Backends are the infrastructure and environments on which your pipelines run. There are different kinds of backends depending on the particular use case. For example, there are orchestrator backends (like Apache Airflow), processing backends (like Google Cloud Dataflow) and training backends (like Google AI Platform).

Orchestrator

An orchestrator is a special kind of backend that manages the running of each step of the pipeline. Orchestrators administer the actual pipeline runs. You can think of it as the 'root' of any pipeline job that you run during your experimentation.

Tying Things All Together

ZenML's core abstractions are either close to or replicate completely the commonly-found abstractions found in the industry for pipeline-style workflows. As a data scientist, it perhaps isn't natural to think of your work from within this 'pipeline' abstraction, but we think you'll see the benefits if you try it out with some examples. Check out our Get Started guide to see an example of what ZenML will add to your current workflow!

Important considerations

Artifact stores and metadata stores can be configured per repository as well as per pipeline. However, only pipelines with the same artifact store and metadata store are comparable, and therefore should not change to maintain the benefits of caching and consistency across pipeline runs.

On a high level, when data is read from an artifact the results are persisted in your artifact store. An orchestrator reads the data from the artifact store and begins preprocessing - either itself or alternatively on a dedicated processing backend like Google Dataflow. Every pipeline step reads its predecessor's result artifacts from the artifact store and writes its own result artifacts to the artifact store. Once preprocessing is done, the orchestration begins the training of your model - again either itself or on a separate / dedicated training backend. The trained model will be persisted in the artifact store, and optionally passed on to a serving backend.

A few rules apply:

  • Every orchestration backend (local, Google Cloud VMs, etc) can run all pipeline steps, including training.

  • Orchestration backends have a selection of compatible processing backends.

  • Pipelines can be configured to utilize more powerful processing (e.g. distributed) and training (e.g. Google AI Platform) backends.

A quick example for large datasets makes this clearer. By default, your experiments will run locally. Pipelines that load large datasets would be severely bottlenecked, so you can configure Google Dataflow as a processing backend for distributed computation, and Google AI Platform as a training backend.

System design

The design choices in ZenML follow the understanding that production-ready model training pipelines need to be immutable, repeatable, discoverable, descriptive, and efficient. ZenML takes care of the orchestration of your pipelines, from sourcing data all the way to continuous training - no matter if it's running somewhere locally, in an on-premise data center, or in the cloud.

In different words, ZenML runs your ML code while taking care of the "Operations" for you.
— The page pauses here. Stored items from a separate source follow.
PR #1019, opened 2015-01-27
[RFR/No merge]Include the raw result of stdout and stderr in stdout_raw and stderr_raw.

manasdk:
* output of `core.local cmd="date"`
```
 st2 execution get 54c72f6b0640fd24cfc343f1 -d -j
{
    "action": "core.local",
    "callback": {},
    "context": {
        "user": "stanley"
    },
    "end_timestamp": "2015-01-27T06:25:47.670000Z",
    "id": "54c72f6b0640fd24cfc343f1",
    "parameters": {
        "cmd": "date"
    },
    "result": {
        "failed": false,
        "return_code": 0,
        "stderr": "",
        "stderr_raw": "",
        "stdout": "Tue Jan 27 06:25:47 UTC 2015\n",
        "stdout_raw": "Tue Jan 27 06:25:47 UTC 2015\n",
        "succeeded": true
    },
    "start_timestamp": "2015-01-27T06:25:47.619000Z",
    "status": "succeeded"
}
```

* output of `core.local cmd="echo 1"`
```
$ st2 execution get 54c7301d0640fd24cfc343f3 -dj
{
    "action": "core.local",
    "callback": {},
    "context": {
        "user": "stanley"
    },
    "end_timestamp": "2015-01-27T06:28:45.374000Z",
    "id": "54c7301d0640fd24cfc343f3",
    "parameters": {
        "cmd": "echo 1"
    },
    "result": {
        "failed": false,
        "return_code": 0,
        "stderr": "",
        "stderr_raw": "",
        "stdout": 1,
        "stdout_raw": "1\n",
        "succeeded": true
    },
    "start_timestamp": "2015-01-27T06:28:45.320000Z",
    "status": "succeeded"
}
```

PR #1212, opened 2015-03-03
Allow user to exclude result from /actionexecutions, new endpoints for retrieving execution result, stdout and stderr

Kami:
## Changes

This pull request includes the following changes.

* Allow user to retrieve executions without the `result` attribute by passing `?exclude_result=1` query parameter to the `/actionexecutions/` endpoint.
* New endpoints:
  * `GET /actionexecutions/<id>/result` - retrieve execution result object
  * `GET /actionexecutions/<id>/stdout` - retrieve raw value of the execution result `stdout` attribute
  * `GET /actionexecutions/<id>/stderr` - retrieve raw value of the execution result `stderr` attribute

Other changes:

* Technical debt cleanup 
  * Removed awful pecan controller hackery and replaced it with nested controllers.
  * Tried to remove as much as the kwargs abuse and magical code as I could.

## Example responses

TBW

## Reasoning / Context

Currently, if an action generates a lot of output (`stdout`, `stderr`), retrieving all the actions executions will be very expensive. On top of that, JSON parsing of the response might fail due to the memory exhaustion if the object is too big (this happened in the ui when running in the browser).

This pull request solves this problem by allowing user to only retrieve action executions without the `result` attribute. In addition to that, it adds new endpoints for retrieving result, stdout and stderr attributes. This way, we can, for example inside the UI load the actions executions first and only request stdout and stderr when user hovers / clicks on the action execution (we can also pre-fetch some of that, etc., but that's a ui performance optimization).

This also goes along well with "result attribute needs to contain a result in a structured format" and the value of "stdout" and "stderr" is just an opaque (binary) data to us. I know this is currently not 100% true, but imo, we need to change and fix this in the near future (see https://github.com/StackStorm/st2/pull/1019#issuecomment-71622276).

This implementation is also very similar to the one I proposed for streaming (https://github.com/StackStorm/discussions/issues/27) and in the future, we can build streaming on top of those new endpoints.

Another thing related to the "stdout" and "stderr" being just an opaque binary data to us - currently we more or less use MongoDB for storing different meta data in it. This means storing potentially large "binary" / log structured data in it, in addition to the existing metadata is not the best fit (different access patterns, we don't need to query based on the value of this binary data, etc.)

In the future, we should (and probably will need to because of the performance reasons) look into storing this "binary" / log structured data in a different way / data store (e.g. even storing it in flat files might be better in some cases, but something like Cassandra is of course better than that).

### DIFF
--- a/st2common/st2common/models/db/__init__.py
+++ b/st2common/st2common/models/db/__init__.py
@@ -142,7 +142,6 @@ class MongoDBAccess(object):
             dt1 = isotime.parse(values[0])
             dt2 = isotime.parse(values[1])
 
-
             k__gte = '%s__gte' % k
             k__lte = '%s__lte' % k
             if dt1 < dt2:
--- a/st2common/st2common/models/db/__init__.py
+++ b/st2common/st2common/models/db/__init__.py
@@ -126,11 +126,22 @@ class MongoDBAccess(object):
     @process_null_filter
     @process_datetime_ranges
     def query(self, *args, **kwargs):
+        # TODO: Fix kwargs abuse
         offset = int(kwargs.pop('offset', 0))
         limit = kwargs.pop('limit', None)
-        eop = offset + int(limit) if limit else None
         order_by = kwargs.pop('order_by', [])
-        return self.model.objects(**kwargs).order_by(*order_by)[offset:eop]
+        exclude_fields = kwargs.pop('exclude_fields', [])
+        eop = offset + int(limit) if limit else None
+
+        result = self.model.objects(**kwargs)
+
+        if exclude_fields:
+            result = result.exclude(*exclude_fields)
+
+        result = result.order_by(*order_by)
+        result = result[offset:eop]
+
+        return result
 
     def distinct(self, *args, **kwargs):
         field = kwargs.pop('field')
--- a/st2common/st2common/models/db/__init__.py
+++ b/st2common/st2common/models/db/__init__.py
@@ -57,46 +57,6 @@ def db_teardown():
     mongoengine.connection.disconnect()
 
 
-def process_null_filter(func):
-    def decorate(*args, **kwargs):
-        filters = {k: v for k, v in kwargs.iteritems()
-                   if v is None or (type(v) in [str, unicode] and str(v.lower()) == 'null')}
-        for k, v in filters.iteritems():
-            kwargs['%s__exists' % k] = False
-            del kwargs[k]
-        return func(*args, **kwargs)
-    return decorate
-
-
-def process_datetime_ranges(func):
-    def decorate(*args, **kwargs):
-        ranges = {k: v for k, v in kwargs.iteritems()
-                  if type(v) in [str, unicode] and '..' in v}
-        for k, v in ranges.iteritems():
-            values = v.split('..')
-            dt1 = isotime.parse(values[0])
-            dt2 = isotime.parse(values[1])
-            order_by_list = kwargs.get('order_by', [])
-            k__gte = '%s__gte' % k
-            k__lte = '%s__lte' % k
-            if dt1 < dt2:
-                query = {k__gte: dt1, k__lte: dt2}
-                sort_key, reverse_sort_key = k, '-' + k
-            else:
-                query = {k__gte: dt2, k__lte: dt1}
-                sort_key, reverse_sort_key = '-' + k, k
-            del kwargs[k]
-            kwargs.update(query)
-            if reverse_sort_key in order_by_list:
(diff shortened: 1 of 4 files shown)


st2common/st2common/models/db/__init__.py
```diff
@@ -123,14 +83,24 @@ def get_all(self, *args, **kwargs):
     def count(self, *args, **kwargs):
         return self.model.objects(**kwargs).count()
 
-    @process_null_filter
-    @process_datetime_ranges
-    def query(self, *args, **kwargs):
-        offset = int(kwargs.pop('offset', 0))
-        limit = kwargs.pop('limit', None)
+    def query(self, offset=0, limit=None, order_by=None, exclude_fields=None,
```
Kami: This kwargs abuse and decorator magic was really awful. It's really hard to debug and follow what's going on. We should avoid kwargs abuse and such magic - remember, we are writing code for people and not for computers.

enykeev:
Just want to add we also have a problem with `core.st2.generic.actiontrigger` exposing the whole execution including the results.

Kami:
@enykeev You are referring to the trigger_instance attribute on the execution object, right?

enykeev:
yeah, the initial execution gets exposed through `trigger_instance.payload`

Kami:
@enykeev What do you think about handling it in a similar manner?

E.g. `?exclude_trigger_payload=1` and `/actionexecution/<id>/trigger_payload`?

manasdk:
I dont agree with these endpoints -

GET /actionexecutions/<id>/stdout - retrieve raw value of the execution result stdout attribute
GET /actionexecutions/<id>/stderr - retrieve raw value of the execution result stderr attribute

stdout and stderr are properties specific to runners. Exposing them here feels broken. If the results endpoint was able to handle retrieval of a specific property then it makes sense.

Basically, we are looking to support projections of an object. Can it be done generically rather than these specific endpoints?

Kami:
@manasdk Yeah, I was thinking about that (being specific to a runner). In the streaming endpoint, I proposed an endpoint called "output" which would combine stdout and stderr, but we still want potentially retrieve it separately in this case.

Something like this could work:

```
GET /actionexecutions/<id>/result/<attribute name>
```

To be on the safe side, we should still limit the attributes to something like stdout, stderr, trigger.payload.

enykeev:
what are we going to do with runners like `run-remote` that don't have stdout in the root of the results instead having more complex structure?

Kami:
@enykeev That's a good point - one option is to have a per-runner specific processing, but I'm not a big fan of what.

Other option is to have per-runner specific endpoints, e.g. for remote runner, something like `GET /actionexecutions/<id>/result/<hostname>/<attribute name>/`. Not a huge fan of that either.

Kami:
Alright, so we had a pretty heated (:smiling_imp:)  debate about this on Slack.

We decided to go with the following approach / changes:

* `GET /actionexecutions/?exclude_attributes=result,trigger.instance` - allow user to exclude particular attributes from the response when listing all the executions
* `GET /actionexecutions/<id>?exclude_attributes=result,trigger_instance` - allow user to exclude particular attributes from the response when retrieving details for a single execution
* `GET /actionexecutions/<id>/attribute/<{result,trigger_instance}>` - allow user to retrieve a value of a particular attribute for a particular execution

Just first change should hopefully get us far, but second and third change are an additional "bonus".

I'm working on those changes as we speak. @enykeev I'll ping you when it's ready for you to hook it up in the UI.

Kami:
Also, to clarify it, when I get a green light, I will merge those changes into `master` and `0.8.1` branch.

Kami:
@enykeev Alright, changes are ready for you. Please let me know when you have tested the changes and hooked them up in the UI and I will get them merged into 0.8.1 and master.

enykeev:
@Kami LGTM. Changes in st2web are made, although it would be great if we could test them in an actual problematic environment before pushing 0.8.1. WDYT, is there any way for us to deploy them on master002 or its exact copy to make sure it actually solves the problem?

Feel free to merge StackStorm/st2web#108 as soon as this PR lands.

Kami:
@enykeev Thanks - I'll try to coordinate this with @DoriftoShoes.

In any case, merging into master is fine in both case (we should just wait with merging it into 0.8 branch :))

Kami:
I also checked out the st2web branch and tested it against this branch and it looks good.

In the future we could also look in exclude result and trigger instance being a default behavior - maybe we can do this change in 0.9 and in 0.8 we keep it backward compatible and as it is now.

Kami:
Merged changes into `0.8.1` and `master` branch.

It takes care of:

  • Interfacing between the individual processing steps (splitting, transform, training).

  • Tracking of intermediate results and metadata

  • Caching your processing artifacts.

  • Parallelization of computing tasks.

  • Ensuring the immutability of your pipelines from data sourcing to model artifacts.

  • No matter where - cloud, on-prem, or locally.

Since production scenarios often look complex, ZenML is built with integrations in mind. ZenML will support a range of integrations for processing, training, and serving, and you can always add custom integrations via our extensible interfaces.